Copyright © 2018 Hongwei Wang et al. This is an open access article distributed under the Creative Commons Attribution License, which permits unrestricted use, distribution, and reproduction in any medium, provided the original work is properly cited.

Abstract

A neural network (NN) based heating system load prediction and control scheme are proposed. Different from traditional physical principle based load calculation method, a multilayer NN is incorporated with selected input features and trained to predict the heating load as well as the desired supply water temperature in heating supply loop.
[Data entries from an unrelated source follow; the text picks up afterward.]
PR #1774, opened 2021-12-09
[layer] bug fix for array initializer

### LINKED ISSUE #1773: weight indices default value buggy in each layer
weight indices default values in each layer is defaulted to 0 but if not requested, instead of giving out of bounds access will return a different weight. The default value must be set to out of bounds.

kparichay:
Bug fix for array initializer storing the indices of the requested
weight so that accessing weights not requested always causes error.

resolves #1773

### DIFF
--- a/nntrainer/layers/common_properties.h
+++ b/nntrainer/layers/common_properties.h
@@ -107,7 +107,7 @@ public:
 };
 
 /**
- * @brief BiasInitializer Initialization Enumeration Information
+ * @brief DisableBias to disable the bias
  *
  */
 class DisableBias : public nntrainer::Property<bool> {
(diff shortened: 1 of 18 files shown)


zhoonit (approved):
great work :)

In this manner, a complicated load calculation model can be replaced by simple but efficient data-driven scheme and the response time to outdoor temperature variation can be enhanced. Moreover, in order to handle the input and output constraints in valve opening degree control task to achieve desired supply water temperature, Barrier Lyapunov candidate function and axillary system technique are involved. An additional NN is employed to approximate the system transfer function with reliable accuracy. The stability of the system is guaranteed through rigorous mathematical analysis. The excellent performance of the novelly proposed control over traditional PID is demonstrated via extensive simulation study. A quantitative case study is also conducted to verify the flexibility and validity of proposed load prediction strategy.